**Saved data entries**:

PR #3640, opened 2026-06-17
Migrate sf-emails-to-s3-exporter from CloudFormation to CDK

andrade0:
Migrates `sf-emails-to-s3-exporter` from a committed, frozen `cfn.yaml` (487 lines) to a native CDK stack on `SrScheduledLambda` / `SrStack`.

Same motivation as the `sf-move-subscriptions-api` migration: the static template pinned the API Gateway `Deployment` logical ID, so method changes never triggered a fresh deployment and stages drifted to "undeployed". The L2 `RestApi` construct hashes the deployment and regenerates it whenever the API definition changes.

Behaviour is preserved — the scheduled lambda (Java 21, runs 03:00 and 03:30 daily), the S3-backed API Gateway (GET reads an object, POST deletes), the IAM role, API key and usage plan, and the seven CloudWatch alarms all keep their original names. The S3 integration URIs are reproduced exactly (`s3:path/{folder}/{item}` for the read, `emails-from-sf-<stage>.s3:path/?delete` for the delete).

CI-wise the app moves from the legacy `build` job to `gu-cdk-build`, riff-raff now points at the synthesised templates, and the old `cfn.yaml` is removed.

## Deploying

Picking up John's point from the sf-move PR — this can't go out as an in-place update. Several resources keep fixed physical names (the IAM role `emails-to-sf-api-<stage>-api-gateway-role`, the API key, the usage plan), so CloudFormation hits a name collision on the changeset. The old stack has to be dropped so the new one is created fresh — and this applies to CODE as well as PROD, since neither stage is on CDK yet.

The catch specific to this app: recreating the API key gives it a new value, and there's no stable custom domain here, so the `execute-api` URL changes too. Salesforce calls this endpoint and stores both the key and the URL, so after each cutover the new key value and URL have to be copied into the Salesforce config — otherwise the writeback to SF starts failing.

PROD steps, ideally in one coordinated window:
1. Delete the existing `membership-PROD-sf-emails-to-s3-exporter` stack.
2. Seed the jar into `membership-dist` at `membership/PROD/sf-emails-to-s3-exporter/sf-emails-to-s3-exporter.jar`.
3. Deploy via riff-raff.
4. Copy the new API key value and endpoint URL into the Salesforce config.

## Testing
- `pnpm --filter cdk package` passes (type-check, lint, prettier, snapshot test, synth).
- Snapshot reviewed: alarms are PROD-only (CODE 17 resources, PROD 24) — matching the old template.


shtukas (approved):

cdk/lib/sf-emails-to-s3-exporter.ts
```diff
@@ -0,0 +1,338 @@
...
+				{
+					schedule: Schedule.cron({ minute: '00,30', hour: '03' }),
+					description: 'Runs SF Emails to S3 Exporter',
+				},
+			],
+			// The 7 custom-metric alarms below replace the standard error alarm.
+			monitoring: { noMonitoring: true },
+			lambdaOverrides: {
+				runtime: Runtime.JAVA_21,
+				architecture: Architecture.X86_64,
```
johnduffell: should this be arm? arm is generally cheaper, can't see where it's set in the old cfn though.

cdk/lib/sf-emails-to-s3-exporter.ts
```diff
@@ -0,0 +1,338 @@
...
+				fileName: 'sf-emails-to-s3-exporter.jar',
+				handler: 'com.gu.sf_emails_to_s3_exporter.Handler::handleRequest',
+				memorySize: 512,
+				timeout: Duration.seconds(900),
```
johnduffell: minutes

cdk/lib/sf-emails-to-s3-exporter.ts
```diff
@@ -0,0 +1,338 @@
...
+				actions: ['s3:ListBucket'],
+				resources: [bucketArn, `${bucketArn}/*`],
+			}),
+		);
+		lambda.addToRolePolicy(
+			new PolicyStatement({
+				sid: 'readDeployedArtefact',
+				effect: Effect.ALLOW,
+				actions: ['s3:GetObject'],
+				resources: ['arn:aws:s3::*:membership-dist/*'],
```
johnduffell: does gucdk give this for free?

cdk/lib/sf-emails-to-s3-exporter.ts
```diff
@@ -0,0 +1,338 @@
...
+					'secretsmanager:DescribeSecret',
+					'secretsmanager:GetSecretValue',
+				],
+				resources: [
+					'arn:aws:secretsmanager:eu-west-1:865473395570:secret:CODE/Salesforce/ConnectedApp/AwsConnectorSandbox-jaCgRl',
+					'arn:aws:secretsmanager:eu-west-1:865473395570:secret:PROD/Salesforce/ConnectedApp/SFEmailsToS3-6QJGTX',
+					'arn:aws:secretsmanager:eu-west-1:865473395570:secret:CODE/Salesforce/User/EmailsToS3APIUser-EbXFEb',
+					'arn:aws:secretsmanager:eu-west-1:865473395570:secret:PROD/Salesforce/User/EmailsToS3APIUser-kGtUDC',
+				],
+			}),
```
johnduffell, line 94: might be worth extracting these into named values so they can have a name, so we end ip with lambda.addToRolePolicy(salesforceCODEandPRODPolicy) which would be easier to read.

On that note, should both lambdas have both code and prod access?

cdk/lib/sf-emails-to-s3-exporter.ts
```diff
@@ -0,0 +1,338 @@
...
+		caseResource.addMethod(
+			'GET',
+			new AwsIntegration({
+				service: 's3',
+				path: '{folder}/{item}',
+				integrationHttpMethod: 'GET',
+				options: {
+					credentialsRole: apiRole,
+					passthroughBehavior: PassthroughBehavior.WHEN_NO_MATCH,
+					timeout: Duration.millis(29000),
```
johnduffell: nitpick but it would be good if all the Duration in the file could be using the closest units rather than requiring calculations

cdk/lib/sf-emails-to-s3-exporter.ts
```diff
@@ -0,0 +1,338 @@
...
+				{
+					id: 'FailedToAuthenticateWithSalesforceAlarm',
+					metricName: 'failed_to_authenticate_with_sf',
+					alarmName: 'emails-from-sf failed to authenticate with Salesforce',
+					alarmDescription:
+						'Something went wrong authenticating with Salesforce',
+				},
+			];
+
+			alarms.forEach((alarm) => {
```
johnduffell, line 322: nice way to make it clearer 👏

handlers/sf-emails-to-s3-exporter/riff-raff.yaml
```diff
@@ -6,18 +6,20 @@ allowedStages:
   - CODE
   - PROD
 deployments:
-  cfn:
+  sf-emails-to-s3-exporter-cloudformation:
```
johnduffell, line 9: I noticed you changed this key in the last PR too, why can't it stay as `cfn` which seems to be the convention (keys are only is unique within the file)

cdk/lib/sf-emails-to-s3-exporter.ts
andrade0: Great suggestion, thanks! Switched it to arm64. The artefact is a pure JVM fat jar with no native dependencies, so it runs unchanged on Graviton and it is cheaper. You are right that it was not set in the old cfn, it was just defaulting to x86. I will give it a quick re-test in CODE with the Salesforce side before we merge, just to be safe.

cdk/lib/sf-emails-to-s3-exporter.ts
andrade0: Good catch, done. Switched to Duration.minutes(15) so it reads properly.

cdk/lib/sf-emails-to-s3-exporter.ts
andrade0: Yes it does, nice spot. GuLambdaFunction already grants GetObject on the distribution bucket and the exact jar key (you can see it in the snapshot under the DistributionBucketName statement), so I removed the manual membership-dist policy. It was just leftover from the old cfn.

cdk/lib/sf-emails-to-s3-exporter.ts
andrade0: Love this, much more readable. I pulled the ARNs into a named per-stage map (salesforceSecretArns). And great question on the access: no, each lambda only needs its own stage. Secrets.scala keys off sys.env("Stage") and only ever reads that stage's connected app and user, so I scoped CODE to the CODE secrets and PROD to the PROD secrets.

cdk/lib/sf-emails-to-s3-exporter.ts
andrade0: Agreed, thanks. I went through the whole file and switched everything to the closest unit, so seconds(29) for the integration timeouts and hours(1) for the session duration and the alarm period.

cdk/lib/sf-emails-to-s3-exporter.ts
andrade0: Thanks, glad you like it! 🙏

handlers/sf-emails-to-s3-exporter/riff-raff.yaml
andrade0: Good question, and sorry for the confusion! I would actually like to keep this one as sf-emails-to-s3-exporter-cloudformation. The gu-cdk-build job in ci-scala.yml uploads the CloudFormation templates to a riff-raff content directory named <app>-cloudformation, and riff-raff matches a cloud-formation deployment to its content directory by the deployment key, so the key has to line up with that name or it will not find the templates. The plain cfn key works for the non-CDK handlers because their build job uploads to a cfn content directory instead. I followed the same convention the other migrated handlers use, batch-email-sender for example. Happy to revisit if you would prefer a different approach though!

johnduffell: I don't quite understand your comment but I looked into it and it seems like the name was set up centrally that way in the GHA back in 2023 and not flagged at the time as being a deviation.
https://github.com/guardian/support-service-lambdas/pull/1954

At this point the benefit of changing existing ones back to "cfn" again is limited, it would slightly simplify the setup and also future migration PRs, but it's up to you whether to go ahead and do it.

cdk/lib/sf-emails-to-s3-exporter.ts
johnduffell: thanks for addressing the CODE/PROD thing.  Did you also see my suggestion about giving each policy an named const or similar, and importing that way?  That means I don't have to read the whole policy to understand its intent/reasoning.

cdk/lib/sf-emails-to-s3-exporter.ts
```diff
@@ -102,20 +114,15 @@ export class SfEmailsToS3Exporter extends SrStack {
...
-			new PolicyStatement({
-				sid: 'readDeployedArtefact',
-				effect: Effect.ALLOW,
-				actions: ['s3:GetObject'],
-				resources: ['arn:aws:s3::*:membership-dist/*'],
-			}),
-		);
+		// Reading the deployed artefact from the distribution bucket is granted
+		// automatically by @guardian/cdk's GuLambdaFunction, so no extra policy
+		// is needed here.
```
johnduffell, line 119: I don't think we need this comment

johnduffell:
thanks for the updates, just one comment added as I think you missed one of my suggestions

--

Also, to help out reviewers being able to re-review changes, please can you avoid amending existing commits once a review has been done?   The reason is just it breaks the direct "view changes since last review" direct link and all the changes appear as "new" even if they are actually existing changes
image

In this case it's not  too hard as there are only two commits, but it makes things smoother especially on longer running PRs!

You can do merge commits instead to get up to date with main, and then once you "squash and merge" everything gets folded down cleanly into main regardless of the PR.  Let me know if I missed anything 🙏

**Required action**:
Reproduce exactly the lines that run from the start of the records to the line with "Same motivation as", both included.

**Finished task**:
PR #3640, opened 2026-06-17
Migrate sf-emails-to-s3-exporter from CloudFormation to CDK

andrade0:
Migrates `sf-emails-to-s3-exporter` from a committed, frozen `cfn.yaml` (487 lines) to a native CDK stack on `SrScheduledLambda` / `SrStack`.

Same motivation as the `sf-move-subscriptions-api` migration: the static template pinned the API Gateway `Deployment` logical ID, so method changes never triggered a fresh deployment and stages drifted to "undeployed". The L2 `RestApi` construct hashes the deployment and regenerates it whenever the API definition changes.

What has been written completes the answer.